Он ошибался, считая себя неспособным к творчеству. Но история его смерти – настоящее произведение искусства. Жаль, что оно никогда не будет написано, не обретет формы. Историю его смерти можно было бы выразить звуками, история его смерти заслуживает поэмы, история его смерти осчастливила бы любого художника. Но ничего этого не произойдет. История его смерти не превратится в сюжет, а станет лишь основой полицейского протокола. Напишет его не самый талантливый на свете человек, следователь Петраков Евгений Павлович. А потом история его смерти обрастет слухами, толками… Впрочем, это не самый худший вариант – так и возникают легенды. Но в любом случае правды – той, настоящей, истиной правды – никто не узнает. Мартиросян мертв, Соловьев в определенном смысле тоже, объяснительную записку Виталий писать не стал, уже нет времени нет – дверь, за которой ждет смерть, приоткрыта. Осталось распахнуть ее пошире – поставить точку, запустить тот, второй, запасной вариант. Он не верил, никогда не верил всерьез, что второй вариант возможен, но все же подстраховался, приобрел пистолет. Вот теперь он ему пригодится. Не написанным Сальери аккордом прозвучит его выстрел. Он, Виталий Соломонов, соавтор, сотворец, внесет свой вклад в нечестивый, кровавый, мучительный «Реквием». Пауза – пора. Сальери смеется из зеркала – он, наконец, смог заманить Виталия в свою ловушку.

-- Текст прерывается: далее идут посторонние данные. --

PR #722, opened 2020-05-10
meta: change virtual/network-configuration to network-configuration

liuming50:
The name 'virtual' is a recipe specific concept but not a package
specific one, it's confusing that a package provides 'virtual/' names.

Let's drop 'virtual/' from network-configuration, to keep consistent
with yocto naming styles.

### DIFF
--- a/classes/sota_m3ulcb.bbclass
+++ b/classes/sota_m3ulcb.bbclass
@@ -8,5 +8,5 @@ OSTREE_BOOTLOADER ?= "u-boot"
 
 UBOOT_MACHINE_sota = "${@d.getVar('SOC_FAMILY').split(':')[1]}_ulcb_defconfig"
 
-PREFERRED_RPROVIDER_virtual/network-configuration ?= "connman"
-IMAGE_INSTALL_append_sota = " virtual/network-configuration "
+PREFERRED_RPROVIDER_network-configuration ?= "connman"
+IMAGE_INSTALL_append_sota = " network-configuration "
--- a/classes/sota_minnowboard.bbclass
+++ b/classes/sota_minnowboard.bbclass
@@ -8,5 +8,5 @@ IMAGE_FSTYPES_remove_sota = "live hddimg"
 OSTREE_KERNEL_ARGS ?= "ramdisk_size=16384 rw rootfstype=ext4 rootwait rootdelay=2 console=ttyS0,115200 console=tty0"
 IMAGE_INSTALL_append = " minnowboard-efi-startup"
 
-PREFERRED_RPROVIDER_virtual/network-configuration ?= "connman"
-IMAGE_INSTALL_append_sota = " virtual/network-configuration "
+PREFERRED_RPROVIDER_network-configuration ?= "connman"
+IMAGE_INSTALL_append_sota = " network-configuration "
--- a/classes/sota_porter.bbclass
+++ b/classes/sota_porter.bbclass
@@ -7,5 +7,5 @@ IMAGE_BOOT_FILES_sota += "porter-bootfiles/*"
 OSTREE_BOOTLOADER ?= "u-boot"
 UBOOT_MACHINE_sota = "porter_config"
 
-PREFERRED_RPROVIDER_virtual/network-configuration ?= "connman"
-IMAGE_INSTALL_append_sota = " virtual/network-configuration "
+PREFERRED_RPROVIDER_network-configuration ?= "connman"
+IMAGE_INSTALL_append_sota = " network-configuration "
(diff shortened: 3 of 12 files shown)


patrickvacek:
Looks fine to me. I'm running CI now. @lbonn I think you originally created that logic, do you wanna take a quick look?

lbonn:
We can change that but I also don't really get the argument and recipe/package distinction.

There are similar examples in poky, for example `RPROVIDES_${PN} += "virtual/systemd-bootconf"` in `meta/recipes-core/systemd/systemd-bootconf_1.00.bb` and IMO it's helpful to denote it is a more abstract feature that can be fulfilled by different packages.

liuming50:
> We can change that but I also don't really get the argument and recipe/package distinction.
> 
> There are similar examples in poky, for example `RPROVIDES_${PN} += "virtual/systemd-bootconf"` in `meta/recipes-core/systemd/systemd-bootconf_1.00.bb` and IMO it's helpful to denote it is a more abstract feature that can be fulfilled by different packages.

I attempt to say, the package naming schemes shall follow the real package backends like ipk, rpm, deb, in which, there is not a 'virtual/' syntax, if I understood correctly. (Please correct me, I might be wrong)

According to the 'virtual/systemd-bootconf', yes, I notice that they are in OE, but from my point of view, they should be fixed, I could make patch for that to ping OE.

lbonn:
Are you concerned that 'virtual/network-configuration' cannot appear in a package file name? It should not, it's only used as a proxy package name internally during bitbaking.

One thing that is idiomatic and documented is tweaking virtual/kernel's preferred provider to use another kernel recipe https://www.yoctoproject.org/docs/current/bitbake-user-manual/bitbake-user-manual.html#var-bb-PREFERRED_PROVIDER. Is there a fundamental difference from this use case and ours, that we do not know about?

liuming50:
> Are you concerned that 'virtual/network-configuration' cannot appear in a package file name? It should not, it's only used as a proxy package name internally during bitbaking.

Attempt to say that is not true, any name in RPROVIDES would be written into package, for instance rpm, that is 'Provides' field.

> 
> One thing that is idiomatic and documented is tweaking virtual/kernel's preferred provider to use another kernel recipe https://www.yoctoproject.org/docs/current/bitbake-user-manual/bitbake-user-manual.html#var-bb-PREFERRED_PROVIDER. Is there a fundamental difference from this use case and ours, that we do not know about?

It's different since that is PREFERRED_PROVIDER, but not PREFERRED_RPROVIDER, 'virtual/' in PREFERRED_PROVIDER is totally fine, it is a yocto internal variable for recipes.

patrickvacek:
> > Are you concerned that 'virtual/network-configuration' cannot appear in a package file name? It should not, it's only used as a proxy package name internally during bitbaking.
> 
> Attempt to say that is not true, any name in RPROVIDES would be written into package, for instance rpm, that is 'Provides' field.
> 
> > One thing that is idiomatic and documented is tweaking virtual/kernel's preferred provider to use another kernel recipe https://www.yoctoproject.org/docs/current/bitbake-user-manual/bitbake-user-manual.html#var-bb-PREFERRED_PROVIDER. Is there a fundamental difference from this use case and ours, that we do not know about?
> 
> It's different since that is PREFERRED_PROVIDER, but not PREFERRED_RPROVIDER, 'virtual/' in PREFERRED_PROVIDER is totally fine, it is a yocto internal variable for recipes.

I didn't realize there were such differences in how the two variables were treated. I think this is fine; it's just nomenclature, but I also think it would be even better to use `PREFERRED_PROVIDER` instead of `PREFERRED_RPROVIDER`, although we can't remember why that didn't work in the first place. Perhaps we should try that once more before going with this.

liuming50:
> I didn't realize there were such differences in how the two variables were treated. I think this is fine; it's just nomenclature, but I also think it would be even better to use `PREFERRED_PROVIDER` instead of `PREFERRED_RPROVIDER`, although we can't remember why that didn't work in the first place. Perhaps we should try that once more before going with this.

But PREFERRED_PROVIDER does not fit our need? It's to declare a recipe dependency, usually in "DEPENDS", but not for "RDEPENDS" and "IMAGE_INSTALL", that requires PREFERRED_RPROVIDER?

patrickvacek:
> But PREFERRED_PROVIDER does not fit our need? It's to declare a recipe dependency, usually in "DEPENDS", but not for "RDEPENDS" and "IMAGE_INSTALL", that requires PREFERRED_RPROVIDER?

Yeah, actually, that's a good point. This is probably fine as it is. Sorry for the delay here!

Сальери… Все так и было задумано, «Реквием» он писал не для себя, а для него, Виталия Соломонова, он предвидел события, он вырыл капкан. А Мартиросян – только повод. Не было бы Мартиросяна, оказался бы кто-то другой. Сальери – дьявол, вербующий души амбициозных простаков. Крымов, Покровский, а теперь вот и он, Виталий, стал его жертвой. Капля чернил вот-вот упадет и растечется кровавой лужей. Эй, следователь Петраков, готовьте свое гусиное перо, пора писать протокол. Ваша очередь!
Впрочем, этот уж точно ничего достойного написать не сможет. Самоуверенный дурак! С железной челюстью. Как он его сегодня измучил!
Следователь явился утром. Виталий как раз только закончил обход по палатам, собирался спуститься в подвал, проведать Мартиросяна, но задержался у себя в кабинете. Его испугало зеркало. Вернее, то, что в нем отразилось. Чужое лицо. Он не сразу смог узнать это лицо, а когда узнал, понял, что катастрофа разразилась. Надо было срочно что-то предпринять, как-то спасать положение, бежать, наконец, но не мог даже шевельнуться. Все стоял и смотрел в усмехающиеся глаза Сальери, словно под гипнозом. В этот момент и раздался этот кошмарный стук в дверь. Железный кулак его гибели с лицом идиота-следователя.